Algorithmic, combinatorial, and geometric aspects of linear optimization

24 juin 19

Lundi 24 Juin 2019, 14h, en salle A 304

ANTOINE  DEZA (McMaster University, Canada)

Abstract :

The simplex and interior point methods are currently the most computationally successful algorithms for linear optimization. While the simplex methods follow an edge path, the interior point methods follow the central path. The algorithmic issues are closely related to the combinatorial and geometric structure of the feasible region. Focusing on the analysis of worst-case constructions leading to computationally challenging instances, we discuss connections to the largest diameter of lattice polytopes, to the complexity of convex matroid optimization, and to the number of generalized retarded functions in quantum field theory.  Complexity results and open questions are also presented.

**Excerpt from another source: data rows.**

PR #1708, opened 2019-12-18
Refactor profiling headers

yinan1048576:
The goal is to denoise `prof_externs.h`, so that prof internal functions are only tied to places defining / using them without being exposed externally.

### DIFF
--- a/src/prof.c
+++ b/src/prof.c
@@ -1119,6 +1119,7 @@ prof_prefork0(tsdn_t *tsdn) {
 		for (i = 0; i < PROF_NTDATA_LOCKS; i++) {
 			malloc_mutex_prefork(tsdn, &tdata_locks[i]);
 		}
+		malloc_mutex_prefork(tsdn, &log_mtx);
 		for (i = 0; i < PROF_NCTX_LOCKS; i++) {
 			malloc_mutex_prefork(tsdn, &gctx_locks[i]);
 		}
@@ -1150,6 +1151,7 @@ prof_postfork_parent(tsdn_t *tsdn) {
 		for (i = 0; i < PROF_NCTX_LOCKS; i++) {
 			malloc_mutex_postfork_parent(tsdn, &gctx_locks[i]);
 		}
+		malloc_mutex_postfork_parent(tsdn, &log_mtx);
 		for (i = 0; i < PROF_NTDATA_LOCKS; i++) {
 			malloc_mutex_postfork_parent(tsdn, &tdata_locks[i]);
 		}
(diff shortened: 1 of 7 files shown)


yinan1048576:
Moving some of the declarations to the `prof_inlines_*` files still expose them out though, so there's no effective difference.

include/jemalloc/internal/prof_internal_externs.h
```diff
@@ -0,0 +1,14 @@
+#ifndef JEMALLOC_INTERNAL_PROF_INTERNAL_EXTERNS_H
```
interwq: Maybe keep these still in prof_externs? It’s a bit strange to have an _internal_externs

yinan1048576: Got rid of `prof_internal_externs.h` by -
- Moved `prof_getpid()` and `prof_get_default_filename()` back to `prof_externs.h`. After all, they're quite general and may be externally needed.
- Moved the two `*_mutex_choose()` functions into `prof_data.c` and made them static. Also relocated the corresponding mutexes there but exposed them so that they can still be handled in `prof.c`.

yinan1048576:
Revised according to feedback. Additionally exposed the mutex in `prof_log.c` so that it can be handled during forking (which was previously missing).

include/jemalloc/internal/prof_inlines_b.h
```diff
@@ -5,6 +5,9 @@
 #include "jemalloc/internal/sz.h"
 #include "jemalloc/internal/thread_event.h"
 
+prof_tdata_t *prof_tdata_init(tsd_t *tsd);
+prof_tdata_t *prof_tdata_reinit(tsd_t *tsd, prof_tdata_t *tdata);
```
interwq: Why not keep them in prof_extern.h? I don’t see why moving them into _inlines.h is better.

include/jemalloc/internal/prof_inlines_a.h
```diff
@@ -3,6 +3,9 @@
 
 #include "jemalloc/internal/mutex.h"
 
+bool prof_idump_accum_impl(tsdn_t *tsdn, uint64_t accumbytes);
+void prof_idump_rollback_impl(tsdn_t *tsdn, size_t usize);
```
interwq: Similarly here.

src/prof.c
```diff
@@ -1147,6 +1119,7 @@ prof_prefork0(tsdn_t *tsdn) {
 		for (i = 0; i < PROF_NTDATA_LOCKS; i++) {
 			malloc_mutex_prefork(tsdn, &tdata_locks[i]);
 		}
+		malloc_mutex_prefork(tsdn, &log_mtx);
```
interwq: Split into a separate commit? This looks to be bug fix.

include/jemalloc/internal/prof_inlines_b.h
yinan1048576: As I mentioned in the earlier comment, there's no effective difference, in the sense that these functions are still exposed out. The only difference is for better understanding by first time readers: it appears clearer that these functions are only tied to these `prof_inlines_*` files rather than needed externally.

However, if it's not worthwhile to do so, I'm open to putting them back.

interwq: I worry about the order of the headers (e.g. externs are included first); also the inline functions may change. I don’t think there are other inline headers doing this, so let’s not create an exception here.

yinan1048576:

PR #1717, opened 2019-12-31
Disallow merge across mmap regions to preserve SN / first-fit

interwq:
Check the is_head state before merging two extents.  Disallow the merge if it's
crossing two separate mmap regions.  This enforces first-fit (by not losing the
SN) at a very small cost.


interwq:
@davidtgoldblatt -- I believe this is the right fix; also hopefully the logic looks a bit clearer now.

I'm still testing but want to get a stamp before your travel -- so far the results look neutral on the big binaries as expected. Still trying to measure if VM size has any change.

interwq:
Benchmark finished. No regression as expected; the vm size & metadata look to be slightly lower (a couple %).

In particular, we answer a question raised in 1986 by Colbourn, Kocay, and Stinson by showing that deciding whether a given sequence is the degree sequence of a 3-hypergraph is computationally prohibitive. 

Based on joint works with Anna Deza (Toronto), Joe Guan (McMaster), Asaf Levin (Technion), George Manoussakis (Versailles), Syed Meesum (Wrocław), Shmuel Onn (Technion), and Lionel Pounin (Paris XIII).